DAS INSTITUT, "D I Why?", Swiss Institute Contemporary Art New York, New York, 2009, exhibition view, copyright: Kerstin Brätsch, Adele Röder, Swiss Institute

If the spring brings rebirth, then the fall is certainly a period of restructuring. As trees burn their leaves for stores of energy, the fall “season” in the culture business shimmers with collection launches, premieres and other great efforts to grab audience back— thus securing a reason for continued existence. In this particularly lean recession year, the stance of many New York commercial galleries has been to brace against the coming chill with “modest” exhibitions that hedge bets until a mythic spring—prophesized by a now steadily raising Dow Jones Industrial Index. Beyond the obligatory scaling down of list prices, size of works and preciousness of media, the oxymoronic concept of the “multi-solo-show” where a gallery divides its space into smaller lots, each featuring the work of a different artist, is again the norm. Of course the bazaar-like presentation of a “main space” and a “project room” is by no means new. However, the something for everyone and a little of everything survival tactic is now seeping into the non-profit world as well as art practice itself – for its own set of survival reasons.

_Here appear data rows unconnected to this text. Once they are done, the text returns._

PR #1996, opened 2019-08-21
fixed and completed slugPrefix functionality for doc types, workaroun…

boutell:
…d for issue where migration to add the prefix could encounter a slug conflict (you fix those yourself, they should not be numerous and they do not break anything meanwhile)


boutell:
So, when you upload an image to a stock apostrophe project, the slug now has the prefix `image-`. When you upload a file, the slug has the prefix `file-`.

The slugs of images and files are little used (they are *not* part of the filename actually used to download the file, and people rarely make apostrophe-images-pages or apostrophe-files-pages), but they frequently conflict with slugs people care about. This eliminates that issue.

There was a prior attempt at this, which sped the work along, but it was incomplete.

PR #2002, opened 2019-09-02
clean up the context menu in several ways

### LINKED ISSUE #1982: UI error when using sendPage
Hi all! I translate the question from Discord here, as @grdunn suggested.

I'm having problems with using the sendPage method (https://docs.apostrophecms.org/apostrophe/modules/apostrophe-module#sendpage-req-template-data). When I use it, in the page appears this two buttons , neither of them worked. Of course the page is published. Is this a bug or is there anything that I missed? Thanks! I let you some example code to clarify what I am telling.

image

```
  self.addRoutes = function() {
    self.apos.app.get('/', async function(req, res) {
      return self.sendPage(req, '/pages/home', {message: 'test'});
    });
  }
}

```

### LINKED ISSUE #2000: Error when publishing pieces page
When publishing a piece through publish menu it gives error. Even though the article is being published.
image

Error log is:
```
POST /modules/articles/publish: 

Error: Error is not a string or an instance of Error, maybe this is not an error and you forgot to
pass null as the first argument to next()?
```

I found that it comes from this line:
https://github.com/apostrophecms/apostrophe/blob/fcf7ada3e962b0b19543e7f0aa03fa362a0ce148/lib/modules/apostrophe-jobs/lib/api.js#L103

In `apiResponder(req, err, result, extraError)` function the second argument is `err`, however in the code above it is being passed the result. As a solution the second argument should be `null` indicating there is no error so that the argument: 
```
{
          // legacy
          data: single || {},
          // preferred
          results: results
        }
``` 
will be the third one.

boutell:
Closes #1982 
Closes #2000 

TL;DR: the context menu is no longer popping up at dumb times, busted-feeling and generally confusing people.

In #1982 we see there is a context menu when sendPage is being used to render a page directly with no `data.page` or `data.piece`. There should be none. The context menu's visibility is now predicated on both `req.user` and at least one of `req.data.page._edit` and `req.data.piece._edit`. This eliminates a great many situations where people wind up overriding things they shouldn't just to get rid of the context menu.

We used to be afraid to do this because "Reorganize" had, wrongly, crept into the "context" menu and in theory you might want to "Reorganize" from a specialized template that has no `data.page`. However (1) "Reorganize" has also been available as "Pages" on the admin bar for a long time now and (2) this is a far-fetched scenario anyway.

In theory, someone could be using `apos.templates.prepend('aposContextMenu')` to set up some cool contextual UI of their own that doesn't require a page or a piece. I don't think this is  likely. However, I wrapped the "show it / don't show it" decision in the new method `apos.templates.showContextMenu`, which can be overridden to suit custom needs.

In #2000 there is a simple "oops, wrong number of parameters" error that prevents the correct UI feedback after successfully publishing a piece via the "Unpublished" dropdown on the context menu. I fixed that too as without it the other fix was a bit underwhelming.

### DIFF
--- a/lib/modules/apostrophe-jobs/lib/api.js
+++ b/lib/modules/apostrophe-jobs/lib/api.js
@@ -100,7 +100,7 @@ module.exports = function(self, options) {
             }
           });
         }
-        return self.apiResponder(req, {
+        return self.apiResponder(req, null, {
           // legacy
           data: single || {},
           // preferred
--- a/lib/modules/apostrophe-pages/views/publishMenu.html
+++ b/lib/modules/apostrophe-pages/views/publishMenu.html
@@ -1,5 +1,5 @@
 {% import 'apostrophe-ui:components/dropdowns.html' as dropdowns with context -%}
-{%- if not data.page.published or (data.piece and not data.piece.published) -%}
+{%- if not (data.page and data.page.published) or (data.piece and not data.piece.published) -%}
 <div class="apos-context-menu">
   {{ dropdowns.base({
       label: "Unpublished",
--- a/lib/modules/apostrophe-pieces-pages/index.js
+++ b/lib/modules/apostrophe-pieces-pages/index.js
@@ -77,14 +77,6 @@ module.exports = {
       }
     ];
 
-    self.publishMenu = options.publishMenu || [
-      {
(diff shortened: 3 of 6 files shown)


abea:
@boutell Do you know what's going on with the failing test: `should render pages successfully with prepend and append to locations`?

Issue #1845, opened 2019-03-22
Auto-dismiss save notification


scottbuscemi:
**Is your feature request related to a problem you are experiencing that is not a bug? Please describe.**
After saving a page or piece, a notification appears to let the admin know: "The page has been created and saved." However, this notification never goes away. Editing multiple pages/pieces results in these notifications stacking up and filling the screen.

**Describe the solution you'd like**
Auto-dismiss after a few seconds.

boutell:
The notifications go away when you click on them, they don't stack up forever.

We should use the auto-dismiss option for more of them, though. These sound like good examples of that so I'll keep the ticket open with these particular cases in mind. (Some notifications already auto-dismiss after a few seconds.)

boutell:
Fixed in commit c431756, will be published with the next release of apostrophe-workflow. Also there is a PR to add an obvious UI for closing notifications.

PR #2004, opened 2019-09-02
ui for closing notifications closes #1870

In the market of the non-profit ghetto, the reasons for this restructuring are undoubtedly varied—and possibly essential given the complexities of funding—yet tend to stem form a dual-agenda: to display more artistic practices while justifying to supporters and the like that more artists are being “served”. From the standpoint of day-to-day operating, the subdividing of the exhibition space into little islands makes the job of the curator a little more “economical” as the selection and parceling of the gallery into little commissions becomes more the game then the arranging of comprehensive and slow to materialize larger exhibits. With equal cleverness, the administration of the gallery itself into specialized zones and series such as the Solomon R. Guggenheim Museum’s summer pilot run of “an experimental series to allow the museum to respond quickly to innovations and new developments in contemporary art” dubbed “Intervals”, is presented in the otherwise undesirable real-estate of the building’s stair case. This kind of consort allows to get more out of a respective space, to market exhibitions—and the persona of the curator—in addition to the artwork, and form an easy to manage production calendar freeing the curators, directors, and the like to focus more on fundraising and other related business, travel, research, and the like. In a form of true elegance, the abstracting of what is on view into a themed program creates a neat package for foundations, donors, and press releases. Unlike simple marketing, this kind of re-branding not only presents an outward view of a company or institution, but is also done so as to reframe a new mode of production or operation.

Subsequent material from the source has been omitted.